Exercise objective: Scan the records below for the string "spanFromRequest" and return every line where it appears.

Data extracts:
=== Begin Enclosure ===

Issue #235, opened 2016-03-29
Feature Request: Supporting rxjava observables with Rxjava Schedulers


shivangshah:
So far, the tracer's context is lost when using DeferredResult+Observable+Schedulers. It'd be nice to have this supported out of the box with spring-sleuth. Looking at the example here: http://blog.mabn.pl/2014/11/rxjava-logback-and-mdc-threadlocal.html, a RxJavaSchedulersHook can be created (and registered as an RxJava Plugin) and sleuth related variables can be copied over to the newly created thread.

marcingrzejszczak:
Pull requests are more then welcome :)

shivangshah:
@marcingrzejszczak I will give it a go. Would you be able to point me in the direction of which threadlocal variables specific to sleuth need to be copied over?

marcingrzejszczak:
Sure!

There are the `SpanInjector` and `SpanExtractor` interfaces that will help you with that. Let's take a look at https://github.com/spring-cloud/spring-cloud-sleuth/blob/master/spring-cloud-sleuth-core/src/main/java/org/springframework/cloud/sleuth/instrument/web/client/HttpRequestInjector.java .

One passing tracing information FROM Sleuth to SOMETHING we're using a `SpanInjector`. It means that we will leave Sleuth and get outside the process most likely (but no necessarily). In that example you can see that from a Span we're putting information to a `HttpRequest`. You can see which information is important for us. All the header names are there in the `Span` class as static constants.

=== End Enclosure ===
=== Begin Enclosure ===

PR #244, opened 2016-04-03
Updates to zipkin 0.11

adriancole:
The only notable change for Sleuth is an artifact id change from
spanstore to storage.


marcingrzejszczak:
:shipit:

=== End Enclosure ===
=== Begin Enclosure ===

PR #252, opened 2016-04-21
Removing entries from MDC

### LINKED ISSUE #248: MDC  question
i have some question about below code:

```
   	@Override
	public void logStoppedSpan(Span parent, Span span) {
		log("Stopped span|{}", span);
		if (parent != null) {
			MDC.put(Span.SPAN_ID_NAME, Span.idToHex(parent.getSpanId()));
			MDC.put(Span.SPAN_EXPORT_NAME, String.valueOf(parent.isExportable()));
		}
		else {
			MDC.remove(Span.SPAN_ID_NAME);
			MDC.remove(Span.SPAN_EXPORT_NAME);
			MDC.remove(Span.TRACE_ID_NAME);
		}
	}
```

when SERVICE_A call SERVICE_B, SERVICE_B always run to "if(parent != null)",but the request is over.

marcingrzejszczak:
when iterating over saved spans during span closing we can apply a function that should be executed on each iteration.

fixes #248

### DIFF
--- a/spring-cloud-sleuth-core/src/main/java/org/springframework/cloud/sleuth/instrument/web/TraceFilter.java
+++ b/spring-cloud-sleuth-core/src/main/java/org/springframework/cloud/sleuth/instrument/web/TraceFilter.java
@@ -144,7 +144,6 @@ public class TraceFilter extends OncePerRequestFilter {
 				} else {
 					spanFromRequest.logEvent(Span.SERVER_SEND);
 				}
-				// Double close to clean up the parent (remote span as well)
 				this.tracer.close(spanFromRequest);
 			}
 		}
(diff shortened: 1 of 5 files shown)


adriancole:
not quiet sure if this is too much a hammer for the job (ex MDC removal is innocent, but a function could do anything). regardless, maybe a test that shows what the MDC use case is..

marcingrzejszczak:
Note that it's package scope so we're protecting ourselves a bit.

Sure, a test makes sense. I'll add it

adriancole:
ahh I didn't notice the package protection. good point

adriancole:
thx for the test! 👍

=== End Enclosure ===

Result for this exercise:
 					spanFromRequest.logEvent(Span.SERVER_SEND);
 				this.tracer.close(spanFromRequest);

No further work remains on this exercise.